Let \({{{\mathcal {U}}}}_n\) and \({\overline{{{\mathcal {U}}}}}_n\) (\({{{\mathcal {A}}}}_n\) and \({\overline{{{\mathcal {A}}}}}_n\)) denote the sets of all rooted near-4-regular maps with n inner faces (n edges) on the sphere and the projective plane, respectively. Let \(p_m\) and \(\overline{p_m}\) be, respectively, the limit probability (as \(n\rightarrow \infty\)) of the event that the rooted vertex of a map chosen in \({{{\mathcal {U}}}}_n\) and \({\overline{{{\mathcal {U}}}}}_n\) (\({{{\mathcal {A}}}}_n\) and \({\overline{{{\mathcal {A}}}}}_n\)) at random is of valency 2m. It is shown that both \(p_m\) and \(\overline{p_m}\) obey the asymptotic pattern characterized by the factor \(m^{\frac{1}{2}}\): \(Cm^{\frac{1}{2}} {\left( \frac{2}{3}\right) }^m\) as \(m\rightarrow \infty\), where C is a constant depending on the type of maps, meanwhile each of \(q_m\) and \(\overline{q_m}\) will not satisfy the root-vertex valency distribution pattern posed in Liskovets (J Combin Theory Ser B 75, 116–133, 1999) (i.e., \(q_m=\overline{q_m}=0\) for every natural number m). In particular, those maps can not satisfy several other classical patterns for n-edged maps.

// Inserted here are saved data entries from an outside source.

PR #3431, opened 2022-06-21
chore(tests): silence console.{log|warn|error} messages during tests

alicewriteswrongs:
this adds a little utility for replacing the `console` functions with
mocks to silence any error messages and get our jest output under
control.

This function calls `afterAll` internally, so it will clean up after
itself by restoring the original functions for `console.log`, `.error`,
etc.

## Pull request checklist

## Pull request type

 

 

- [ ] Bugfix
- [ ] Feature
- [ ] Build related changes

让\({{{\mathcal {U}}}}_n\)和\({\overline{{{\mathcal {U}}}}}}_n\) ( \({{{\mathcal {A}} }}_n\)和\({\overline{{{\mathcal {A}}}}}_n\) ) 表示球体上具有n 个内面（n 个边）的所有有根近 4-正则映射的集合和投影平面，分别。让\（p_m \）和\（\划线{p_m} \）是分别限制概率（如\（N \ RIGHTARROW \ infty \）的情况下的），其在选择了一个图的根顶点\（{ {{\mathcal {U}}}}_n\)和\({\overline{{{\mathcal {U}}}}}_n\) ( \({{{\mathcal {A}}}}}_n\ )和\({\overline{{{\mathcal {A}}}}}_n\) ) 随机的化合价为 2 m。结果表明，\(p_m\)和\(\overline{p_m}\) 都服从由因子\(m^{\frac{1}{2}}\)表征的渐近模式：  \(Cm^{ \frac{1}{2}} {\left( \frac{2}{3}\right) }^m\)为\(m\rightarrow \infty\)，其中C是一个常数，取决于映射，同时\(q_m\)和\(\overline{q_m}\) 中的每一个都不会满足 Liskovets (J Combin Theory Ser B 75, 116–133, 1999) 中提出的根顶点价分布模式（即，\(q_m=\overline{q_m}=0\)对于每个自然数m）。特别是，这些地图不能满足n边地图的其他几种经典模式。